We all know the negative typecasts we struggle against: Development professionals are posers. Development professionals are paid to party and play golf. Development professionals don’t really do anything. And, of course, there are some development professionals who, unfortunately, fit these typecasts (although none who read this blog I feel sure!).
But most development pros are interested in performing at high levels and doing quality work on behalf of their organizations. They are the anti-typecasts. They are authentic.
So, what is it exactly that identifies these authentic, effective development folk? How can one discern between the faker and the producer? For some time, I’ve been thinking about a list of qualities or characteristics of what I term, “authentic” development professionals. These are the people who have head and heart aligned wonderfully with the mission of the organization they serve. These are the people who lead regardless of title and make significant impacts over long periods of time. They are producers.

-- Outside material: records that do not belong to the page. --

Issue #265, opened 2015-04-24
Discussion: Object Panel


SolarLune:
Hey, there. 

I think an idea we had at some point was to create a new panel in the object properties panel to allow us a few conveniences? 

As I recall, it would be able to:

- Customize which class an object ran aside from the default "name-based" approach,
- Assign new game properties to the object (rather than having to use the Game Logic panel for it), and 
- Tweak execution priority to execute some objects before others.

Am I correct? Discuss!

rafcolson:
You're correct.

GoranM:
Yes, I think we agreed on something like that.

rafcolson:
I'd like to add something:

- a check box "Show Profiler" and another check box "Small" next to it (which will become active when the "Show Profiler" box is checked).

GoranM:
The "Object Panel" is for object specific data, not game specific options. The settings that already exist in blender are sufficient.

Also, I don't think there's a need to have size options for the profiler - It doesn't really matter that much, as long as the info is readable.

rafcolson:
Okay.But is it okay to make the profiler's display size around 81.25% of the current size? Or 87.5%?

GoranM:
I think that's fine.

rafcolson:
Someone working on this? Any progress?

SolarLune:
Ah, no, I started, but I'm really rusty with the add-on API and didn't get very far. If anyone else thinks they can take a crack at it, lemme know.

rafcolson:
Okay, thanks. I'll let you know if I will do that.

rafcolson:
So, I'm having a go at this. If you have any design preferences, please share. This is what I had in mind:
______________
\/ Java Script
[field for Script] [checkbox for Execution Priority]

\/ Properties [same as in Logic Editor]
+ Add Game Property
______________

SolarLune:
Very cool. I'd change the Java Script section. I think it should be called "Java Class", and there should be a checkbox to enable the custom class. If enabled, then the field for the class is enabled and you can type in the name of the class the object should correspond to. Execution Priority shouldn't just be a boolean, but rather an integer spinner. 

Ideally, we would sort the objects by priority and execute them in that order. I'd guess we'd just store a Hashmap of integer numbers (priority) to ArrayLists of objects. BDX would place the objects into the relevant lists for their priorities, and then loop through them from the "top down" to execute objects' logic.

[...]

PR #377, opened 2015-06-15
(#265) BDX Object Panel

rafcolson:
For "use_priority" I used the same icons as in the Logic editor.

### DIFF
--- a/blender/bdx/exporter.py
+++ b/blender/bdx/exporter.py
@@ -386,6 +386,12 @@ def projection_matrix(camd):
     return sum([c for c in mat], [])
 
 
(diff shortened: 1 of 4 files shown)


GoranM:
Unless there's a good reason for putting it in a new file, the code for the new panel should be placed in ui.py.

"BdxPanel" is not a very descriptive name. I think something like "BdxObject" would be much better (there's no need to specify "Panel", because inheritance makes that clear).

rafcolson:
PR updated. I replaced all single quotation marks by double quotation marks. Not that it really matters, but it's a bit more appealing.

Until recently, I hadn’t had much success in figuring out how to articulate a list of characteristics with clarity. I liked the concept of the Authentic Development professional, and as the old adage goes, “I would know them when I see them,” but I wasn’t easily finding the words to explain the concepts.
Then I ran across a list of 10 Characteristics of Servant Leaders, as adapted from Robert Greenleaf (if you’ve not read Greenleaf’s books on Servant Leadership please do so). And as I read through this list, I thought they were exceptionally appropriate for my list of Authentic Development characteristics.
Here, then, is my list (which is really Greenleaf’s list).
Authentic Development Professionals are:
- Listeners – they are exceptionally adept at listening to all that is being communicated, verbally and non.
- Empathizers – they understand and embrace the circumstances of others.
- Healers – they heal spirits through encouragement and truth.
- Aware – they are keen analyzers of social contexts and individual preferences and interests.
- Persuaders – they have achieved results which has earned them the respect of others and the ability to influence.
- Conceptualizers – they think about ‘what could be’ and are skilled at encouraging others to do the same.
- Anticipators – things rarely happen to them, they are proactive and have keen foresight.
- Stewards – they meet short-term goals while at the same time, strengthening the ability to reach longer-term goals.
- Committed to the growth of others – their ego is not tied to self, but rather to the successes of those around them.
- Builders of community – they create environments in which people are attracted.
Posers won’t fit on this list. Nor will professional partiers. And these characteristics are rather transparent. One cannot pretend to be driven by these characteristics and remain effective for long.
If you work with someone who personifies these characteristics you are most likely instinctively drawn to them. Extend your gratitude to them today for their good work and for strengthening your organization. And if you strive regularly to abide by these characteristics as you practice our craft, please accept my heartfelt thanks. Our work is better because you are in it.